Usted uses the third-person subjunctive (Basically changes the a to e, and e to a)
Vos just adds the accent and drops the r.

Hope this helps =)
(I prefer vos, having learned Spanish in Argentina. Plus it's a lot easier IMO)


----------



## k-in-sc

elianecanspeak said:


> Could this have anything to do with the *"vos"* form used in Argentina? The imperative forms for vos are identical to the plural imperative forms in Rioplatense.


No, they're not.
Maybe the refrain is a reference to another song.


----------



## elianecanspeak

gringitoloco said:


> Command form of "vos" does not have an accent there:
> 
> The vos command of "meter" is meté. so adding "le" at the end would make it simply Metele. (The emphasis does not need to be moved to the first syllable, because it automatically goes to the next-to-last.)
> 
> Vos just adds the accent and drops the r.



Perhaps the accent was added in regions where vos is not used -- they may have retained the vos form but corrected to their own dialect by adding the accent on the first syllable.

Is this a possibility foreros?


----------



## k-in-sc

No, Mercedes Sosa es (era) bien argentina.


----------



## elianecanspeak

k-in-sc said:


> No, Mercedes Sosa es (era) bien argentina.



I know she is, but I am suggesting that when her lyrics were published in other countries those changes may have occurred.

When I googled, both "met*e*le/mét*e*le" and "mét*a*le" came up (and google ignores the presence or absence of accents, so both metele and métele came up on the same search).

It depends on the origin of the version of the lyrics that Maria003 cites.


----------



## duvija

Yes, Mercedes Sosa is Argentinian.
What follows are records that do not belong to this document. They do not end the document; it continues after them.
PR #4441, opened 2025-12-09
cpu: aarch64: add ASIMD softmax JIT implementation

Anndrey24:
# Description
This commit introduces an f32 ASIMD `softmax` JIT implementation using the `exp` eltwise injector added in #4376, while also improving performance for the existing `sve_*` implementations (primarily by increasing the unrolling factor `unroll_regs_` and skipping the multiplication with default dequantization / requantization factors `src_scales` / `dst_scales`). For all implementations, the `exp` function is also effectively inlined by setting `save_state_= false`.

As the previous softmax implementation heavily relied on predicated instructions, `jit_softmax_base_t` was refactored to only include common logic for SVE and non-SVE implementations alike. At the same time, two different derived constructs were added to handle ISA-specific work: `jit_softmax_sve_t` and `jit_softmax_asimd_t`.

In addition, the JIT eltwise injector was changed to support storing/loading preserved vectors on non-SVE targets.

### c6g

| Shape     | Threads | jit:asimd (ms) | acl (ms) | Speedup |
| --------- | ------- | -------------- | -------- | ------- |
| 1539x387  | 1       | 1.21689        | 1.5615   | 1.28    |
| 1539x387  | 4       | 0.306583       | 0.394197 | 1.29    |
| 1539x387  | 16      | 0.078976       | 0.103172 | 1.31    |
| 1539x387  | 64      | 0.02816        | 0.04522  | 1.61    |
| 1024x4096 | 1       | 8.12552        | 10.4083  | 1.28    |
| 1024x4096 | 4       | 2.05314        | 2.62449  | 1.28    |
| 1024x4096 | 16      | 0.526042       | 0.678114 | 1.29    |
| 1024x4096 | 64      | 0.13881        | 0.182793 | 1.32    |
| 4096x4096 | 1       | 32.5925        | 41.3373  | 1.27    |
| 4096x4096 | 4       | 8.19186        | 10.3651  | 1.27    |
| 4096x4096 | 16      | 2.0928         | 2.66398  | 1.27    |
| 4096x4096 | 64      | 0.734764       | 0.937735 | 1.28    |

### c7g

| Shape     | Threads | jit:sve_256 (after) | jit:sve_256 (before) | Speedup |
| --------- | ------- | ------------------- | -------------------- | ------- |
| 1539x387  | 1       | 0.496183             | 0.748606             | 1.51    |
| 1539x387  | 4       | 0.125604            | 0.189787             | 1.51    |
| 1539x387  | 16      | 0.0327991            | 0.049228             | 1.50    |
| 1539x387  | 64      | 0.0168958            | 0.021218             | 1.26    |
| 1024x4096 | 1       | 3.30655              | 5.12185              | 1.55    |
| 1024x4096 | 4       | 0.816933            | 1.30929              | 1.60    |
| 1024x4096 | 16      | 0.201434            | 0.329952             | 1.64    |
| 1024x4096 | 64      | 0.0638843            | 0.108232             | 1.69    |
| 4096x4096 | 1       | 14.0951             | 20.4236              | 1.45    |
| 4096x4096 | 4       | 3.59208             | 5.56156              | 1.55    |
| 4096x4096 | 16      | 0.976691              | 1.43602              | 1.47    |
| 4096x4096 | 64      | 0.319601            | 0.432615             | 1.35    |

### c8g

| Shape     | Threads | jit:sve_128 (after) | jit:sve_128 (before) | Speedup |
| --------- | ------- | ------------------- | -------------------- | ------- |
| 1539x387  | 1       | 0.611942            | 0.863312             | 1.41    |
| 1539x387  | 4       | 0.154307            | 0.217245             | 1.41    |
| 1539x387  | 16      | 0.0403765            | 0.055711             | 1.38    |
| 1539x387  | 64      | 0.0169364            | 0.023519             | 1.39    |
| 1024x4096 | 1       | 4.19283             | 6.07039              | 1.45    |
| 1024x4096 | 4       | 1.06277             | 1.50691              | 1.42    |
| 1024x4096 | 16      | 0.267653            | 0.367653             | 1.37    |
| 1024x4096 | 64      | 0.0835895            | 0.130347             | 1.56    |
| 4096x4096 | 1       | 18.3172             | 24.4886              | 1.34    |
| 4096x4096 | 4       | 4.66065            | 6.25783              | 1.34    |
| 4096x4096 | 16      | 1.20816             | 1.58102              | 1.31    |
| 4096x4096 | 64      | 0.30616            | 0.478697             | 1.56    |

### DIFF
--- a/src/cpu/aarch64/injectors/jit_uni_eltwise_injector.cpp
+++ b/src/cpu/aarch64/injectors/jit_uni_eltwise_injector.cpp
@@ -479,8 +479,8 @@ void jit_uni_eltwise_injector_t<isa>::exp_compute_vector_fwd(
     h->and_(ZRegD(t2.getIdx()), ZRegD(t0.getIdx()),
             ZRegD(IDX(table_val(exp_not_mask17, z_tmp))));
     h->fsub(t2, t0, t2);
-    h->movprfx(t0, p_all, ZRegS(IDX(table_val(exp_coeff2, z_tmp))));
-    h->fmad(t0, p_all, t2, ZRegS(IDX(table_val(exp_coeff1, z_tmp))));
+    h->fmad(ZRegS(IDX(table_val(exp_coeff2, t0))), p_all, t2,
+            ZRegS(IDX(table_val(exp_coeff1, z_tmp))));
     h->fmad(t0, p_all, t2, ZRegS(IDX(table_val(one, z_tmp))));
     h->fmul(t0, t1, t0);
 }
--- a/src/cpu/aarch64/jit_uni_softmax.cpp
+++ b/src/cpu/aarch64/jit_uni_softmax.cpp
@@ -102,6 +102,7 @@ struct jit_softmax_base_t : public jit_generator_t {
     bool axis_is_blocked_;
     bool need_scratchpad_;
 
+    size_t vlen_ = 0;
     size_t simd_w_ = 0;
     size_t unroll_regs_ = pd_->is_fwd() ? 16 : 4;
 
@@ -117,7 +118,6 @@ struct jit_softmax_base_t : public jit_generator_t {
 
     enum class op_t : unsigned { max, sum };
 
-    template <cpu_isa_t isa>
     void load_common_params();
     void compute_predefined_variables();
     size_t compute_process_n_elems(const memory_desc_wrapper &mdw) const;
@@ -164,13 +164,15 @@ size_t jit_softmax_base_t::compute_axis_stride(
     return compute_process_n_elems(mdw) * mdw.data_type_size();
 }
 
-template <cpu_isa_t isa>
 void jit_softmax_base_t::load_common_params() {
-    using TReg = typename cpu_isa_traits<isa>::TReg;
-
-    fmov(TReg(vone_idx).s, 1.0);
     mov(W_TMP_0, float2int(-FLT_MAX));
-    dup(TReg(vneg_flt_max_idx).s, W_TMP_0);
+    if (vlen_ > cpu_isa_traits<sve_128>::vlen) {
+        fmov(ZReg(vone_idx).s, 1.0);
+        dup(ZReg(vneg_flt_max_idx).s, W_TMP_0);
+    } else {
+        fmov(VReg(vone_idx).s, 1.0);
+        dup(VReg(vneg_flt_max_idx).s, W_TMP_0);
+    }
 
 #define PARAM_OFF(x) offsetof(call_params_t, x)
 #define PARAM_LOAD(reg, var) \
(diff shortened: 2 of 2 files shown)


michalowski-arm:
As this change is pretty big, do you think it would be possible to neatly split it into two commits: one for the sve optimizations and one for the asimd impl? The sve changes should even maybe be a separate PR.

Anndrey24:
I've now split up the changes into 3 separate commits: 
 1. `cpu: aarch64: refactor jit_uni_softmax`: 
     - keeps ISA-agnostic logic in `jit_softmax_base_t`, while all SVE-specific code is moved into a new construct `jit_softmax_sve_t`. 
     - most of the changes are due to indentation differences.
 2. `cpu: aarch64: add ASIMD softmax JIT implementation`: 
     - adds ASIMD kernel, but also improves SVE kernels as the unroll factor change is done directly in the common base struct `jit_softmax_base_t`.
 3. `cpu: aarch64: improve SVE JIT softmax performance`: 
     - adapts some of the ASIMD performance gains for the SVE kernels too, in particular SVE 128 as they share the same vector length.

I will move the final commit to a follow-up PR if you think that's best. I've only left all 3 together for now as the c7g/c8g speedups would be less noticeable at a glance with the SVE improvements in commits 2 and 3 split up, compared to being altogether in a single table like this.

src/cpu/aarch64/injectors/jit_uni_eltwise_injector.cpp
```diff
@@ -2506,13 +2536,24 @@ void jit_uni_eltwise_injector_t<asimd>::exp_compute_vector_fwd(
...
 
+    Xbyak_aarch64::Label L_done, L_special;
     const auto &t0 = VReg4S(vmm_src.getIdx());
     const auto &t1 = VReg4S(vmm_aux0.getIdx());
     const auto &t2 = VReg4S(vmm_aux1.getIdx());
     const auto &t3 = VReg4S(vmm_aux2.getIdx());
     const auto &t4 = VReg4S(vmm_aux3.getIdx());
     const auto &t_tmp = VReg4S(vmm_tmp.getIdx());
 
+    const float special_bound_input = 126.5f * logf(2.0f);
```
jondea: Can this variable have a more specific name?

src/cpu/aarch64/injectors/jit_uni_eltwise_injector.cpp
```diff
@@ -2565,15 +2606,17 @@ void jit_uni_eltwise_injector_t<asimd>::exp_compute_vector_fwd(
...
-    // mask_special = (|n| > 126)
-    Xbyak_aarch64::Label L_done, L_special;
-    const auto &v_mask_special = v_c3;
-    const auto &v_special_bound = table_val(exp_special_bound, t_tmp); // 126.0f
-    h->facgt(v_mask_special, v_n, v_special_bound);
-    h->addp(DReg(t_tmp.getIdx()), VReg2D(v_mask_special.getIdx()));
-    h->fmov(h->X_TMP_0, DReg(t_tmp.getIdx()));
-    h->cbnz(h->X_TMP_0, L_special);
+    if (need_special_case) {
+        // Check if any lane needs special-case handling
```
jondea, line 2609: Does this include NaN and Inf? I think a couple of comments explaining the flow for them would be useful

jondea (commented):
This looks really good, thank you! Couple of comments, I will have another look over and will probably have more.

dzarukin (approved):

src/cpu/aarch64/injectors/jit_uni_eltwise_injector.cpp
Anndrey24: > // i.e. if any input |x| ≥ 126.5 / ln 2 ≈ 87.6831f
> // Includes ±Inf, but not NaNs, which propagate through the fast path

I've added some comments in the latest commit to clarify this a bit.

src/cpu/aarch64/jit_uni_softmax.cpp
```diff
@@ -119,320 +115,447 @@ struct jit_softmax_base_t : public jit_generator_t {
...
+    , src_d_(pd_->is_fwd() ? pd_->src_md() : pd_->diff_src_md())
+    , dst_d_(pd_->dst_md())
+    , diff_dst_d_(pd_->diff_dst_md())
+    , need_scratchpad_(
+              utils::one_of(dst_d_.data_type(), data_type::u8, data_type::s8))
+    , simd_w_(vlen / sizeof(float)) // bf16 works on ymms
+{}
+
+// SVE JIT softmax generator
+template <cpu_isa_t isa>
```
jondea: If we are making two classes: `jit_softmax_sve_t` and `jit_softmax_asimd_t`, then I think we should get rid of this isa paramater. This means we could replace all the TReg stuff with concrete ZReg. The isa template parameter + TReg machinery is only useful if you want a single class to handle `asimd` and `sve`. It would remove a lot of things

src/cpu/aarch64/jit_uni_softmax.cpp
```diff
@@ -460,212 +583,354 @@ struct jit_softmax_base_t : public jit_generator_t {
...
+}
+
+void jit_softmax_asimd_t::generate() {
+    assert(pd_->is_fwd() && is_softmax_);
+
+    exp_injector_.reset(
+            new jit_uni_eltwise_injector_t<asimd>(this, alg_kind::eltwise_exp,
+                    0.0f, 0.0f, 1.0f, true, reg_exp_injector_table,
+                    injector_mask, injector_tmp, true, false, false));
+    exp_injector_->set_input_range(-INFINITY, 0.f);
```
jondea, line 838: Can we be more aggressive and ignore tiny values, and avoid any special case handling? Specifically any that will end up less than the precision of our accumulation datatype after exp. Softmax subtracts the max, so we know that there will be at least one value such that `exp(x) = 1`, therefore we can ignore any values such that `1 + eps == 1`

Anndrey24: This is a very interesting idea, although I don't think it would make much of an impact in this case, as the softmax path doesn't trigger/generate the exp injector’s special‑case handling at all.
>   const float special_case_input_threshold = 126.5f * logf(2.0f); // ~87.6831f
>   const float ln_flt_min = logf(FLT_MIN); // ~-87.3365f
>   bool need_clamp = min_input_ < ln_flt_min;
 >  bool need_special_case = max_input_ >= special_case_input_threshold;

In theory, special-case handling is only needed when the input range crosses the threshold ±87.6831 (i.e. `min_input_ < -87.6831` or `max_input_ >= 87.6831`):
 - On the positive side, since the highest possible input coming from softmax is 0, it means that the positive‑side special case (max_input_ >= 87.6831) is irrelevant.
 
 - On the negative side, as we go down from x = 0, we reach the natural log of FLT_MIN (`ln_flt_min = -87.3365`) before the special case input threshold (-87.6831), so the existing `h->fmax(t0, t0, table_val(exp_ln_flt_min_f, t4));` clamp already covers the relevant underflow range.

The special‑case path is only required when `max_input_ >= 87.6831` (e.g. standalone eltwise) because `ln(FLT_MAX) = 88.7228` lies slightly beyond that threshold, leaving a value range that another clamp could not handle by itself.

jondea: Excellent explanation, thank you!

src/cpu/aarch64/jit_uni_softmax.cpp
Anndrey24: Agreed!

Anndrey24:
I've also updated the results table at the top with the current SVE speedups.

jondea:
Excellent work, LGTM

> I've also updated the results table at the top with the current SVE speedups.

What was the change that sped it up even more?

jondea:
This is definitely optional for this current change, but after your changes, we could also remove the templating in the top level classes too

Anndrey24:
> What was the change that sped it up even more?

It was partly removing 2 unnecessary `movprfx` instructions in the exp injector, especially the [first one](https://github.com/uxlfoundation/oneDNN/pull/4441/changes#diff-2d98834a10af34edea40cb9565e9ff882d180ca2af9308e5fb088e880ee4efd5L442), as it fixed a register dependency chain issue on `t1` caused by merging predication in the following `frintm` instruction. 

Then, with this dependency issue fixed, `sve_256` is also 10-20% faster using the `accumulate_vsum` [unrolling method](https://github.com/uxlfoundation/oneDNN/pull/4441/changes#diff-c56431171a59f7de0ee88b757594f3d312b2f814026d7bd96ce32f3cc1dfaa35R496) I had initially only added for `sve_128`, so this path is now used for both of them (before the fix, `sve_256` had a massive slowdown using the new path):

- Current: 16x(Load + Sub_Max) ->16xExp_inj -> 16x(Add_to_Sum + Store)
vs
- Before:   16x(Load + Sub_Max + Exp_inj + Add_to_Sum + Store)

PR #485, opened 2021-04-06
delegate dom_id to CableReady::Identifiable

leastbad:

Enhancement

**Hold until the next version of CableReady is released.**

Tests will not pass until SR points to `CR 5.0.0-pre0`.

## Description

1. Reflexes will use `CableReady::Identifiable.dom_id`
2. `render_collection` method no longer passes an empty `hash` parameter to `dom_id`

## Why should this be added

No need to maintain two separate implementations of the server-side `dom_id` method.

## Checklist


lib/stimulus_reflex/broadcasters/selector_broadcaster.rb
```diff
@@ -11,7 +13,7 @@ def broadcast(_, data = {})
           html = reflex.wrap(reflex.render(key), key) if key.is_a?(ActiveRecord::Relation) && value.nil?
           fragment = Nokogiri::HTML.fragment(html&.to_s || "")
 
-          selector = key.is_a?(ActiveRecord::Base) || key.is_a?(ActiveRecord::Relation) ? reflex.dom_id(key) : key
+          selector = key.is_a?(ActiveRecord::Base) || key.is_a?(ActiveRecord::Relation) ? dom_id(key) : key
```
marcoroth, line 16:
```suggestion
          selector = dom_id(key)
```

Can't we just anytime pass this to `dom_id`? 

`CableReady:: Identifiable` should handle both the `ActiveRecord::Base` and `ActiveRecord::Relation` case:

https://github.com/hopsoft/cable_ready/blob/d3663cc98c992633c96724c2232a44ca02830bc8/lib/cable_ready/identifiable.rb#L8-L11

leastbad: Maybe. I'm sleepy so I should be careful, but I think that in this scenario, CSS class selectors and other stuff like `[attribute]` are valid.

marcoroth: That's right. Forget my comment 😅

hopsoft (approved):
Beautiful.

PR #486, opened 2021-04-08
Factor reflex creation and reflex data management out of channel

julianrubisch:
# Refactor

## Description

Basically most of the attributes derived from the `data` hash passed to `receive` have been factored out to an own `ReflexData` class. Furthermore the logic for actually creating the reflex has been moved to a `ReflexFactory`.

## Why should this be added

This not only makes the class more readable but will also facilitate discussions about what part of it should be public API in an upcoming plugin system

## Checklist


app/channels/stimulus_reflex/channel.rb
```diff
@@ -144,4 +120,8 @@ def report_failed_basic_auth(reflex)
   def exception_message_with_backtrace(exception)
     "#{exception}\n#{exception.backtrace.first}"
   end
+
+  def arguments
```
julianrubisch, line 124: Oops, forgot that reference...

PR #478, opened 2021-03-25
data-reflex-dataset and data-reflex-dataset-all

leastbad:
# Type of PR (feature, enhancement, bug fix, etc.)

Enhancement

## Description

@joshleblanc gave me the idea to expand what could be passed to a `data-reflex-dataset` attribute.

What I've done in this PR is re-imagined the `extractElementDataset` function as a power tool for grabbing attributes from relative elements.

`combined` has been deprecated in favour of `ancestors`. ~~The deprecation itself is commented until #438 is merged.~~

`data-reflex-dataset` and `data-reflex-dataset-all` support one or multiple space-separated tokens. eg

```
data-reflex-dataset="siblings div.success #sleeper parent"
```

Tokens can be keywords or CSS queries. They are evaluated in the order that they are included.

Currently proposed and supported keywords are:
- combined (will emit a deprecation warning)
- ancestors
- parent
- siblings
- children
- descendants

## data-reflex-dataset

Current (3.4.1) behaviour of grabbing and holding the first unique value for a given key is maintained:

```html
<div data-reflex-dataset=".post">
  <div class="post" data-post-id="1"></div>
  <div class="post" data-post-id="2"></div>
  <div class="post" data-post-id="3"></div>
  <div class="post" data-post-id="4"></div>
</div>
```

That song is very well known, and yes, she switches from 'tuteo' tu "Ud." forms. It's an easy change in songs and poetry (it has to do with matching the tune to the words). 

This is just the plain old 'imperativo' of 'dar', in the Ud. form.

'Meta Ud.' but 'Métale Ud.' which needs a tilde as any esdrújula word has.


----------



## Milton Sand

Hi,
She is just not talking to the _hermano_ in the chorus but to the drummer. When using "vos"—I'm pretty sure it's not "tú"—to adress the _hermano_, she's trying to establish an friendly link between her and you—the listener, the _hermano.—_ Then she shows a less affective relationship with the drummer—who is not you, no way—when adressing him as "usted". Thus, the emotional link with you, _hermano_, won't break.

Regards,


----------



## k-in-sc

duvija said:


> ... it has to do with matching the tune to the words.


"Métale" and "métele" have the same beats and syllable counts.


elianecanspeak said:


> I know she is, but I am suggesting that when her lyrics were published in other countries those changes may have occurred.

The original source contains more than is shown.